What you return must be every line below that includes the word "opened".

::::

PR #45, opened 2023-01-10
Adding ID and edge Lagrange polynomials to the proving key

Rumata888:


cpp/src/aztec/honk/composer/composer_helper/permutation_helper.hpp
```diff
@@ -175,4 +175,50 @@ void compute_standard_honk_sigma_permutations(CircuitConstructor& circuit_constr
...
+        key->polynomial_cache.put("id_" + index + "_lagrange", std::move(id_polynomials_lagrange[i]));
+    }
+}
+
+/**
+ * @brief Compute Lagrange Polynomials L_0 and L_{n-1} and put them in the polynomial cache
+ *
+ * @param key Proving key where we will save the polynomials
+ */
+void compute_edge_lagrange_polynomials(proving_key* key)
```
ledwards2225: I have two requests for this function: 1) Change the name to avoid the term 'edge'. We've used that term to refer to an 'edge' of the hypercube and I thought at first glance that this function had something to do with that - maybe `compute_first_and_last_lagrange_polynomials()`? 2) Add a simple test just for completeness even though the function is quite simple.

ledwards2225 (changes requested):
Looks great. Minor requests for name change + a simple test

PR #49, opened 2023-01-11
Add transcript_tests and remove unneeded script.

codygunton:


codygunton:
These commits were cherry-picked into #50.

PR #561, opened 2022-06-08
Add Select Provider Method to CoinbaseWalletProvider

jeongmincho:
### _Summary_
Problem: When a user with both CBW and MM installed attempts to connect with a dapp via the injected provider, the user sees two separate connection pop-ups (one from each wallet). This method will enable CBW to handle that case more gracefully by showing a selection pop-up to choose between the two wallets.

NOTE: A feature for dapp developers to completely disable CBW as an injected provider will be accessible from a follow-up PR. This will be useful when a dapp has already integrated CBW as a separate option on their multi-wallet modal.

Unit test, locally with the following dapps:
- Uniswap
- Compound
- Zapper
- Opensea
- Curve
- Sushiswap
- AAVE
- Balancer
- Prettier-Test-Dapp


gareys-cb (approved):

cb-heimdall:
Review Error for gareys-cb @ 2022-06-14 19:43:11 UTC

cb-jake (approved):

::::

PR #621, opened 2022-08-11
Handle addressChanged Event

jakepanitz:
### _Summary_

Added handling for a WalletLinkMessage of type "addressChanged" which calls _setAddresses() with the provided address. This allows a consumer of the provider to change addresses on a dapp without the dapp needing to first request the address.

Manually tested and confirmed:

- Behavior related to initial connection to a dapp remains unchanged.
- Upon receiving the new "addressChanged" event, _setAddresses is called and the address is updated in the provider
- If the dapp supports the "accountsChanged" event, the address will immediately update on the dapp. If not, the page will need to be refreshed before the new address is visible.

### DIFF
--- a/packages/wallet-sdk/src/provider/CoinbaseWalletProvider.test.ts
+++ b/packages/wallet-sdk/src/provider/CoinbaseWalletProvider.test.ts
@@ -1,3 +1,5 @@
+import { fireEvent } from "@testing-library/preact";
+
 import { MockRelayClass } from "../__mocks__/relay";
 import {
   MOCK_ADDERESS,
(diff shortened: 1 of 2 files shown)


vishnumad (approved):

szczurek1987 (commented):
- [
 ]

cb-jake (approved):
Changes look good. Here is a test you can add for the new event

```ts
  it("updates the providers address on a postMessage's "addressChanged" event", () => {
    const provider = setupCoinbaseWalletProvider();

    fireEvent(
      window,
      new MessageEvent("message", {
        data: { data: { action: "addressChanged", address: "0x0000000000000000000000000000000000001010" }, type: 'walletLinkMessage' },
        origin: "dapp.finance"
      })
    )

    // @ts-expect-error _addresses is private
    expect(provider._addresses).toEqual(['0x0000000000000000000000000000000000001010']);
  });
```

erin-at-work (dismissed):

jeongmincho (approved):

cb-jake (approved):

::::

__Your solution__.
PR #45, opened 2023-01-10
PR #49, opened 2023-01-11
PR #561, opened 2022-06-08
PR #621, opened 2022-08-11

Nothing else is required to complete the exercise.